Monday, April 30, 2007

If you can't trust the BBC

Thanks to San Serif for this other BBC story.

Yet another ex BBC journalist Robert Aitken leaves the corporation and writes an book about his experiences.

"I think the BBC, by and large, lines up behind what I would term the progressive consensus on whatever issue one happens to be talking about," "So for instance, during the era of the Soviet Union and the Cold War, the BBC was too willing to find excuses for Soviet misdeeds and excesses; was too sympathetic for the notion of unilateral nuclear disarmament; was too hostile and suspicious of the motives of the US."
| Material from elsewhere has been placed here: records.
PR #2752, opened 2017-04-27
Fix changing of root workspace layout from stacked/tabbed

### LINKED ISSUE #2464: Can't change root workplace layout from stacking or tabbing

Running i3 version: 4.12 (2016-03-06, branch "4.12") (pid 1632)
Loaded i3 config: /home/atk/.i3/config (Last modified: Tue 20 Sep 2016 05:22:34 PM MSK, 1900 seconds ago)

**What I did:**
I'm pressing super+w (select tabbing) on workspace with no windows opened, press super-enter (open rxvt-unicode) a few times, then ctrl-d same amount of times (to end terminal sessions), then I press super-h (select horizontal tiling mode) and super-enter (open terminals) a few times again

**What I saw:**

The second time I pressed super-enter a few times terminals continued to tab.

**What I expected instead:**

Terminals should be tiled horizontally, since I pressed super-h before opening them.

The same thing happens with super-v (vertical tiling) and super-s (stacking). There seems it is no way back from situation when "root workplace layout" is tabbing or stacking.

mihaicmn:
Whenever the layout of an empty workspace is changed we need to update the [_workspace_layout_](https://github.com/i3/i3/blob/next/include/data.h#L681-L687) accordingly.
 
Fixes #2464.

### DIFF
--- a/src/con.c
+++ b/src/con.c
@@ -1639,12 +1639,14 @@ void con_set_layout(Con *con, layout_t layout) {
      * whole workspace into stacked/tabbed mode. To do this and still allow
      * intuitive operations (like level-up and then opening a new window), we
      * need to create a new split container. */
-    if (con->type == CT_WORKSPACE &&
-        (layout == L_STACKED || layout == L_TABBED)) {
+    if (con->type == CT_WORKSPACE) {
         if (con_num_children(con) == 0) {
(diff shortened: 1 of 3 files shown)


Airblader:
Thank you!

He highlights a number of areas

1.An internal corrosive culture-he comments on the poster that was hanging in the BBC comparing George W Bush to Hitler

"Bush=Hitler poster and the mindset that finds it acceptable to hang in newsroom that prides itself on objectivity is the mark of "a powerfully corrosive internal culture in the BBC, which acts upon individuals"

2.That post 9/11 the corporation's coverage of the Middle East has been rather one sided,its view in particular of the Iraq war is held

I think it took a clear editorial view, from the very first, that the Iraq War was mad, bad, and dangerous," and thus filtered that opinion to its millions of listeners, all the while, feigning objectivity.